The records below hold a stretch from the line with "PCContext = true - PCReferences = true" through the line with "In that case, in"; return exactly those lines, ends included, and nothing more.

+-------+

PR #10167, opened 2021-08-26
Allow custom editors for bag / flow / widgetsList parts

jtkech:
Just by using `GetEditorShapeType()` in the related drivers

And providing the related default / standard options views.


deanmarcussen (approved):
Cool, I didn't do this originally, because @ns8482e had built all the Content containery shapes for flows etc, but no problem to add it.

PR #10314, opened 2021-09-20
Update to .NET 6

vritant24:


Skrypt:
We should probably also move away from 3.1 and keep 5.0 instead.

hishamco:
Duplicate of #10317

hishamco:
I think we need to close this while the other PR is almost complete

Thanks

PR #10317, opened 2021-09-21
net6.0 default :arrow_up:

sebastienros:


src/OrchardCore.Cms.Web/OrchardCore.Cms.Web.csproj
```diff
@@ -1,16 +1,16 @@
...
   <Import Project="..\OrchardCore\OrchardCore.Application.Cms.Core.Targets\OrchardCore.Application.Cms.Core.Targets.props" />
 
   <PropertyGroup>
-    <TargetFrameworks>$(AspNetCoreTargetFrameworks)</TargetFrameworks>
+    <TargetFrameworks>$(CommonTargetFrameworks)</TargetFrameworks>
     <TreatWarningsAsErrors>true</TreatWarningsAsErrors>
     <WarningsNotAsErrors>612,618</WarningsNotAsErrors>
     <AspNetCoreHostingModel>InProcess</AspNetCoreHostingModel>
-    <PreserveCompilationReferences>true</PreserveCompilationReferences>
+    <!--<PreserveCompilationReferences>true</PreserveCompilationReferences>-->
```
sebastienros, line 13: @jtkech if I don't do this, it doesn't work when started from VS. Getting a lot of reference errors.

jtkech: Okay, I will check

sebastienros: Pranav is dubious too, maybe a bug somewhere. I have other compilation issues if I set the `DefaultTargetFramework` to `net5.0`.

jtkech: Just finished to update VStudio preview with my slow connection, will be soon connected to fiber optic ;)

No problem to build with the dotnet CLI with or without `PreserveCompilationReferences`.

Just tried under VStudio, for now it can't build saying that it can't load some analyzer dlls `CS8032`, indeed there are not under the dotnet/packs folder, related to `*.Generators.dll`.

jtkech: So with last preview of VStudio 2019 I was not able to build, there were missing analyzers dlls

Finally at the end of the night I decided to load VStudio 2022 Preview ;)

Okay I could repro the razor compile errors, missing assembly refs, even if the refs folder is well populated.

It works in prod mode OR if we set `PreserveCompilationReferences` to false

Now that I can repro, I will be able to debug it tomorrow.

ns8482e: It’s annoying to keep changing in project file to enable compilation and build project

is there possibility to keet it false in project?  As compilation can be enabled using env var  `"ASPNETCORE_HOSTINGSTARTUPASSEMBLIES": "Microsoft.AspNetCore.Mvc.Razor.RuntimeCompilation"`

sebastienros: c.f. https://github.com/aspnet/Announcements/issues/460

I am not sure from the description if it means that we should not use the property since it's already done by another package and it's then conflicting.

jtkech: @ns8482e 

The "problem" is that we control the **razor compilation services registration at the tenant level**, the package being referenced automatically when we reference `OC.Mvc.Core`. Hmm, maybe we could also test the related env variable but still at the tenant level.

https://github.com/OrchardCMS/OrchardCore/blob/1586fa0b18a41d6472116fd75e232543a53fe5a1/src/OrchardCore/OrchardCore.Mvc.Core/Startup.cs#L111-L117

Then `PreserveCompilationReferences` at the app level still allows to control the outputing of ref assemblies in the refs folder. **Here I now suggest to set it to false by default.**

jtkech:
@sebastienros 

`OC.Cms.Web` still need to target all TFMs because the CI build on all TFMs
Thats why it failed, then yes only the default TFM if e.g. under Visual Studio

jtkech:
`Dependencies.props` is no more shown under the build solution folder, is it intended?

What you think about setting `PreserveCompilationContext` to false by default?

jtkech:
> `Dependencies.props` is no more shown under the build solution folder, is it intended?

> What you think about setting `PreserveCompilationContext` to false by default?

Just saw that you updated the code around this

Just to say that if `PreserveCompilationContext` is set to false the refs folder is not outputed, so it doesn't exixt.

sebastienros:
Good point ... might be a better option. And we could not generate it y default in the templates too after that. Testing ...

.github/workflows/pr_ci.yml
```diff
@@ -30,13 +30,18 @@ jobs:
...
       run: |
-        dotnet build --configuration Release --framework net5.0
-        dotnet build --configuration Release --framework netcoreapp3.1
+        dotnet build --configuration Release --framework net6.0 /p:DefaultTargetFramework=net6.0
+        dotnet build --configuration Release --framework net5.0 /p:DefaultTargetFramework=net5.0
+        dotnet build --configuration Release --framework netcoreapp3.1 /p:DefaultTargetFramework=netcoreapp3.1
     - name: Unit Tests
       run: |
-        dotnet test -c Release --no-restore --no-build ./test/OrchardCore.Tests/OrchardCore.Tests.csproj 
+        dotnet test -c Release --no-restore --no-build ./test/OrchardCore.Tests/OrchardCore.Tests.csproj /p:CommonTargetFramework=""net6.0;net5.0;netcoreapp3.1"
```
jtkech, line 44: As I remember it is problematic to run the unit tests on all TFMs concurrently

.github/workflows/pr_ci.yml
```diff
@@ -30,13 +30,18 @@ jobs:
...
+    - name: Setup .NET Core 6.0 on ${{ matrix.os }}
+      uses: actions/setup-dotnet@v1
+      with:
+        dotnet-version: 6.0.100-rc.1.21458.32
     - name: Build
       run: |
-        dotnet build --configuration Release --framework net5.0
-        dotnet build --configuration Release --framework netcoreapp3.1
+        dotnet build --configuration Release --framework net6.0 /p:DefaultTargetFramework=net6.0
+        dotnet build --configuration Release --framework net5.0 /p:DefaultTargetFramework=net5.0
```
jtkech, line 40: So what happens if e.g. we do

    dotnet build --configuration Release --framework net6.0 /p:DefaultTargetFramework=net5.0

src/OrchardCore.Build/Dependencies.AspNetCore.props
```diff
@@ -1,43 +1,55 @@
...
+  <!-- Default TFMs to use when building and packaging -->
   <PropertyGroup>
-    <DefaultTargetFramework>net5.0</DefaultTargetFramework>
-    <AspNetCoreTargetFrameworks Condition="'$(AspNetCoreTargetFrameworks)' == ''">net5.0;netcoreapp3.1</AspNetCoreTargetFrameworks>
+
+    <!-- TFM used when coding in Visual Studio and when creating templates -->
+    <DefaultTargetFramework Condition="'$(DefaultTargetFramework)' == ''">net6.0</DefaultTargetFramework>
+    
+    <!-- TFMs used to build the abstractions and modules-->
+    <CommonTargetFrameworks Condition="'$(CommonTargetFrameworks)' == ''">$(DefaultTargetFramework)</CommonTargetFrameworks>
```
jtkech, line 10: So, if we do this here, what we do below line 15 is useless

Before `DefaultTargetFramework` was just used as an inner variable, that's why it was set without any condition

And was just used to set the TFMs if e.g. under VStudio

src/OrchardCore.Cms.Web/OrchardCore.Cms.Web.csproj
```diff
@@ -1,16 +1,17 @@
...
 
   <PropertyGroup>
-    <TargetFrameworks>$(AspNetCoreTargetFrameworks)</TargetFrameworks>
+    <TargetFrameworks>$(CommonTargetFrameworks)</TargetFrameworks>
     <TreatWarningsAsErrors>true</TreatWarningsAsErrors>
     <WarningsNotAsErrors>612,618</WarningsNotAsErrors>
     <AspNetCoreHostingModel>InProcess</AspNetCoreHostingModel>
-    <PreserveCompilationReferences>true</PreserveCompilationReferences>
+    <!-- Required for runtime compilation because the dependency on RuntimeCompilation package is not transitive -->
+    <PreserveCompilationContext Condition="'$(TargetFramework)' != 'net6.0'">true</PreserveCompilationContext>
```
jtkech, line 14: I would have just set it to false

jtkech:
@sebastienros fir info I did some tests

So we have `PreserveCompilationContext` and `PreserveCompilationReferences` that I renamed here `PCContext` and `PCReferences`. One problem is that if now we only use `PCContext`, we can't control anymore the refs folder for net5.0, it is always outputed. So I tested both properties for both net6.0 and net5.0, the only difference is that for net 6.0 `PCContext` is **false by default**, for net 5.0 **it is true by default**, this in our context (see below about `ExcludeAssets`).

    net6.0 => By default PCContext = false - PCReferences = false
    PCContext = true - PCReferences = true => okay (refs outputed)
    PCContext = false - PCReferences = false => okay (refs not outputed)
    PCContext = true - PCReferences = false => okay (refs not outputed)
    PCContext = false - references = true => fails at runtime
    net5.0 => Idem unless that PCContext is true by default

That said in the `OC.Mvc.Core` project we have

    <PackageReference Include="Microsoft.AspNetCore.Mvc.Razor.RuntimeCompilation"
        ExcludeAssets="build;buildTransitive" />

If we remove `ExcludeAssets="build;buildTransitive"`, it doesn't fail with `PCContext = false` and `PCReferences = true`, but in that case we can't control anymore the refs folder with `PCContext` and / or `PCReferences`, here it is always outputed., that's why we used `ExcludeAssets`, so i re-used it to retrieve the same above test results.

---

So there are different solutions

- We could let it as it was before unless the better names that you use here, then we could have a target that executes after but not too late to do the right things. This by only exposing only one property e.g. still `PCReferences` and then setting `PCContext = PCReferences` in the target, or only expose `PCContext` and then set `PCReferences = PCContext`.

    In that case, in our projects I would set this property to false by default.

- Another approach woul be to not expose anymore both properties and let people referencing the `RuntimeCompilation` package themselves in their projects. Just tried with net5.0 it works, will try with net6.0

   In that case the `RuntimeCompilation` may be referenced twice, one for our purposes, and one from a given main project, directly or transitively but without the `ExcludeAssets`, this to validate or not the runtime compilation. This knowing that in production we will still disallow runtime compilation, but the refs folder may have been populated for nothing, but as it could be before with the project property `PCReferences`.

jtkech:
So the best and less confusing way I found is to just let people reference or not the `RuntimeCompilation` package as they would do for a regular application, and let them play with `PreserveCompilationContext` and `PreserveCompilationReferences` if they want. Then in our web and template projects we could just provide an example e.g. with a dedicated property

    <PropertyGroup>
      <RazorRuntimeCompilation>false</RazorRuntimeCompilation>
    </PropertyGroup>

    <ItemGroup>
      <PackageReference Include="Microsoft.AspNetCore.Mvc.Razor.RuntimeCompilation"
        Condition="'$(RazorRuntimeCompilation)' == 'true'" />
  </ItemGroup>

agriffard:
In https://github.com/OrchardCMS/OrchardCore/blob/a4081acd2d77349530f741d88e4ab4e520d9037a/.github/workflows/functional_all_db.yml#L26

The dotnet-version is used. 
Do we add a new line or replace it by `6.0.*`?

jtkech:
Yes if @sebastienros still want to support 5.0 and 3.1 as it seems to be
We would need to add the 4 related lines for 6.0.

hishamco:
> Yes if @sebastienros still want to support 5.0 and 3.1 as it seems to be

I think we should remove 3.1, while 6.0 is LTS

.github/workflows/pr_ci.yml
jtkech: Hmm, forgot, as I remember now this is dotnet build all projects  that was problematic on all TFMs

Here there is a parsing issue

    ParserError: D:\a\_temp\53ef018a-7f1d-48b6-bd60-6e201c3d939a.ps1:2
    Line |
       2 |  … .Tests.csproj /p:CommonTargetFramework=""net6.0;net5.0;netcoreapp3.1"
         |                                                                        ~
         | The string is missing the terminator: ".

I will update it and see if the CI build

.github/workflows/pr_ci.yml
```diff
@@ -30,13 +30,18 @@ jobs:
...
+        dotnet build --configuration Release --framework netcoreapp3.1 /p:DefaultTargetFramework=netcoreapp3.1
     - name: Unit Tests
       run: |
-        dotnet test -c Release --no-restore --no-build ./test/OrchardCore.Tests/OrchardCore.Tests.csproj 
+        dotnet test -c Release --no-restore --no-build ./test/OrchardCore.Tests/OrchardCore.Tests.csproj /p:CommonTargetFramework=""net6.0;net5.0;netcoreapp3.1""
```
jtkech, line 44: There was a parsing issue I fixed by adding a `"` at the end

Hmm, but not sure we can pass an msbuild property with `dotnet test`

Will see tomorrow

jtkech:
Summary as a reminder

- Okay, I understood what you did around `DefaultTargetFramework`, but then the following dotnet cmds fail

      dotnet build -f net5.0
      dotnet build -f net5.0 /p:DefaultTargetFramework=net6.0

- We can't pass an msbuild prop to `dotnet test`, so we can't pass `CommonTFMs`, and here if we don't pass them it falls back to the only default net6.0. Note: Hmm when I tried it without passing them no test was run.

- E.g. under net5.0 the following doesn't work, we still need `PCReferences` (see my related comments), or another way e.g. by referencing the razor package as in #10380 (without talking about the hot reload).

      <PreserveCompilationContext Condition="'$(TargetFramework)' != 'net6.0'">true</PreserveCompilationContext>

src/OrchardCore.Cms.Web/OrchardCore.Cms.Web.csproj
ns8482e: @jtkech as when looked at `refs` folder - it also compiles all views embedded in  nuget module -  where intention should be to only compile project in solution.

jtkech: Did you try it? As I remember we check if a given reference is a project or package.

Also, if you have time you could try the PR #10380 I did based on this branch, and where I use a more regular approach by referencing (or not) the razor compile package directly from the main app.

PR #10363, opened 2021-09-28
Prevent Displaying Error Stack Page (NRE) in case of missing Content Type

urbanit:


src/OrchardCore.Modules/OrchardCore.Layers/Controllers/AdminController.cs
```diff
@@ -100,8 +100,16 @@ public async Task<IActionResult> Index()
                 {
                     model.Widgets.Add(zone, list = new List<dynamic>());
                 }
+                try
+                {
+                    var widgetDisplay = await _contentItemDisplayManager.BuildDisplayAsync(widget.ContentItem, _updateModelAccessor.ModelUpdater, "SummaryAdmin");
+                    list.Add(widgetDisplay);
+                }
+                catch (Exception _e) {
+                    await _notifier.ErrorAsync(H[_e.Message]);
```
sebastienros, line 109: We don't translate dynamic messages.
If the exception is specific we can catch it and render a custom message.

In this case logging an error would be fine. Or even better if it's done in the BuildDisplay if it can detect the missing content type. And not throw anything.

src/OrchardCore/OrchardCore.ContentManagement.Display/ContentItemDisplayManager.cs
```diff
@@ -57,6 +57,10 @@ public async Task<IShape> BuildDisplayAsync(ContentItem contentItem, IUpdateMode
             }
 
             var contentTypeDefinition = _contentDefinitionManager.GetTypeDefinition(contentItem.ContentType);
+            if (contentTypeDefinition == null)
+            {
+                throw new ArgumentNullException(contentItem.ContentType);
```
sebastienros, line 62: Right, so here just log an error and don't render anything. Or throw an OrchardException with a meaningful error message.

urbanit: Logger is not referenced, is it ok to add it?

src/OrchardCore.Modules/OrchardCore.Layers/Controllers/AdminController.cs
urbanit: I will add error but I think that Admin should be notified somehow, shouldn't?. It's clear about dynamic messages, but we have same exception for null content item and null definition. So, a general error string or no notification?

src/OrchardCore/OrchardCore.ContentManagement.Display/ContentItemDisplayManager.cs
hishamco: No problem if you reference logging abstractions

+-------+

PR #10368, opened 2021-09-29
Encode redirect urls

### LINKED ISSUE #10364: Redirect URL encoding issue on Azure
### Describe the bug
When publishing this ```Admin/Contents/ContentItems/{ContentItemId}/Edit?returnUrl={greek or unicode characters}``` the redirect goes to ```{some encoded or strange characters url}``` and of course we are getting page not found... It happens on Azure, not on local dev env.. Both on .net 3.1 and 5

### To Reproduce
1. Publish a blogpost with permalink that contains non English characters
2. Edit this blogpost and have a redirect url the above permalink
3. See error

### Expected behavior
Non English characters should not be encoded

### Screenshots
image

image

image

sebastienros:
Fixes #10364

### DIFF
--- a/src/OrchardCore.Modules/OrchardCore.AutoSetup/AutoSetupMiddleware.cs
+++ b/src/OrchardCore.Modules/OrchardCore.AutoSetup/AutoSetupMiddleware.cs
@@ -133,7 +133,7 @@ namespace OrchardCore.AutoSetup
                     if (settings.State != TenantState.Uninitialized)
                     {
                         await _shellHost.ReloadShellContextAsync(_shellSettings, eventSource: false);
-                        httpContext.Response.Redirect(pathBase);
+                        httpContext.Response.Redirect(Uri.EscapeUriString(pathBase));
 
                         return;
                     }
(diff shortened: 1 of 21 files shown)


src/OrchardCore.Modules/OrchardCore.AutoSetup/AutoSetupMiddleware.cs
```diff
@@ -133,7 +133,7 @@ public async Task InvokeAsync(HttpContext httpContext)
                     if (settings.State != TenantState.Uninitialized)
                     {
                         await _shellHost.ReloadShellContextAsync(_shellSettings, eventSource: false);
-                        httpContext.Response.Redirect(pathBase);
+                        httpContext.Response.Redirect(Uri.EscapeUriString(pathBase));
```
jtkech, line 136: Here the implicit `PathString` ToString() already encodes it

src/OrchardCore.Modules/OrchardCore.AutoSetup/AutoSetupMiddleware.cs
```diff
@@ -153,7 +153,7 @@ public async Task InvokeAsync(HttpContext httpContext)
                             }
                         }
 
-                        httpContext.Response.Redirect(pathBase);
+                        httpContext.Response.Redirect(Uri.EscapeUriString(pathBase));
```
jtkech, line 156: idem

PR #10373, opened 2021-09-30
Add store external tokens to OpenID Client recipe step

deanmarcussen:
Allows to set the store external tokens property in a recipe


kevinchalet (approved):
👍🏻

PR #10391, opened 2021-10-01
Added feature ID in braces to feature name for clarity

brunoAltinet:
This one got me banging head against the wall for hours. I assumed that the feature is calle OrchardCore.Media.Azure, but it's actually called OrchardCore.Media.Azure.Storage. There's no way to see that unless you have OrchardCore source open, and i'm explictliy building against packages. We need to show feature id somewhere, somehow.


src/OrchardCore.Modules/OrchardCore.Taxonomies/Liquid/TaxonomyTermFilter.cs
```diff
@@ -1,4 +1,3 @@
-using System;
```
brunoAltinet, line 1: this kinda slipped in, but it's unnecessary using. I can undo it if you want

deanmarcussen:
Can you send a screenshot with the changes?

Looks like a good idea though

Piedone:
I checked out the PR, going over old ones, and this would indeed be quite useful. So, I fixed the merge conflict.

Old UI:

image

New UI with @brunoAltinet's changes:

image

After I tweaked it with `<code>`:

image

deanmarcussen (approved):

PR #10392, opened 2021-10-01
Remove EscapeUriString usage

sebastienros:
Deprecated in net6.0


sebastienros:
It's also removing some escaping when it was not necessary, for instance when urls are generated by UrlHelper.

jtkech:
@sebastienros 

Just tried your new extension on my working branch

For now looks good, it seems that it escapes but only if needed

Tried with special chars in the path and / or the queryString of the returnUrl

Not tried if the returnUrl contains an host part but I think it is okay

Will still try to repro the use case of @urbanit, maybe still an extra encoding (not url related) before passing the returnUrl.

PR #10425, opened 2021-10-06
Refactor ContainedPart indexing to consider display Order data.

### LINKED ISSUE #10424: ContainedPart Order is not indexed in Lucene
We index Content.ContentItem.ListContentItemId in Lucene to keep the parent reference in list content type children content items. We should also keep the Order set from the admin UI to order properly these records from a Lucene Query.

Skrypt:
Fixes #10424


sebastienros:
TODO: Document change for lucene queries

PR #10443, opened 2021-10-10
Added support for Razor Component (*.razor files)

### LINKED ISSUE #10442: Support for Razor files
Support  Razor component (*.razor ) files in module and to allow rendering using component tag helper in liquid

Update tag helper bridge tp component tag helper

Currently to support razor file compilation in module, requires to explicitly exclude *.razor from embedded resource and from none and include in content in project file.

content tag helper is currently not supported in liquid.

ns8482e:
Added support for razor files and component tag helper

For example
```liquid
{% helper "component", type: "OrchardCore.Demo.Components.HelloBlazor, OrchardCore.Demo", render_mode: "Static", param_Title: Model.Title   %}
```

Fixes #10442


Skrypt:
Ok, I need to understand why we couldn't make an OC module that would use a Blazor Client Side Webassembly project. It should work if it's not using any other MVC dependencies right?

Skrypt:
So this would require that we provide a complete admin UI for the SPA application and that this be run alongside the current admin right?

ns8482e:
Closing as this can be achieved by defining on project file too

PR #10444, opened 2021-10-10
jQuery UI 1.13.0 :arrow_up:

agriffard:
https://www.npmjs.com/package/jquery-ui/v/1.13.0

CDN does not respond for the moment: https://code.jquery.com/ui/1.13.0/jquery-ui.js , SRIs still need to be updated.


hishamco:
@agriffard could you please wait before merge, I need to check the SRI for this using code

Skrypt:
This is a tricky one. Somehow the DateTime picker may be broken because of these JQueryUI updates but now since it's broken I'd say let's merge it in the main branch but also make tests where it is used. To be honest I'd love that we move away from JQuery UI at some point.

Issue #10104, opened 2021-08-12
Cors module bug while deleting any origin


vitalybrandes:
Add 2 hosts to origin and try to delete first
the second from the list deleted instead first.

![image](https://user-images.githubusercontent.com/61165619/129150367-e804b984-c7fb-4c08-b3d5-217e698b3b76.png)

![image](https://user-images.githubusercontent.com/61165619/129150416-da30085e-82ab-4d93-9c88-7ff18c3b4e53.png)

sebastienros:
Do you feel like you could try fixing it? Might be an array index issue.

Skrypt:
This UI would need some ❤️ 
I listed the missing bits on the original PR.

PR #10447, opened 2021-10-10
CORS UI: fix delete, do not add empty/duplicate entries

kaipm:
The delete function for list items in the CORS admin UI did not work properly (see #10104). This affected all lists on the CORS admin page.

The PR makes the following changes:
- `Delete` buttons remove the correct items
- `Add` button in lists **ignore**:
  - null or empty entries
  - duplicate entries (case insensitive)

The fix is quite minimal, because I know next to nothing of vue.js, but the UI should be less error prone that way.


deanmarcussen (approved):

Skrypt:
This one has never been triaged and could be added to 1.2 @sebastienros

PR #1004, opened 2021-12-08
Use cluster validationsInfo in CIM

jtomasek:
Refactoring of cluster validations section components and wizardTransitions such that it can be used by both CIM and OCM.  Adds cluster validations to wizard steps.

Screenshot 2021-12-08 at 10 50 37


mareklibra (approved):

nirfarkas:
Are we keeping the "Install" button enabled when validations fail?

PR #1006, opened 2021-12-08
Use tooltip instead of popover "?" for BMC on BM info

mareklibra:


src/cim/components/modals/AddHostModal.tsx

+-------+

◆ Task response ◆
    PCContext = true - PCReferences = true => okay (refs outputed)
    PCContext = false - PCReferences = false => okay (refs not outputed)
    PCContext = true - PCReferences = false => okay (refs not outputed)
    PCContext = false - references = true => fails at runtime
    net5.0 => Idem unless that PCContext is true by default

That said in the `OC.Mvc.Core` project we have

    <PackageReference Include="Microsoft.AspNetCore.Mvc.Razor.RuntimeCompilation"
        ExcludeAssets="build;buildTransitive" />

If we remove `ExcludeAssets="build;buildTransitive"`, it doesn't fail with `PCContext = false` and `PCReferences = true`, but in that case we can't control anymore the refs folder with `PCContext` and / or `PCReferences`, here it is always outputed., that's why we used `ExcludeAssets`, so i re-used it to retrieve the same above test results.

---

So there are different solutions

- We could let it as it was before unless the better names that you use here, then we could have a target that executes after but not too late to do the right things. This by only exposing only one property e.g. still `PCReferences` and then setting `PCContext = PCReferences` in the target, or only expose `PCContext` and then set `PCReferences = PCContext`.

    In that case, in our projects I would set this property to false by default.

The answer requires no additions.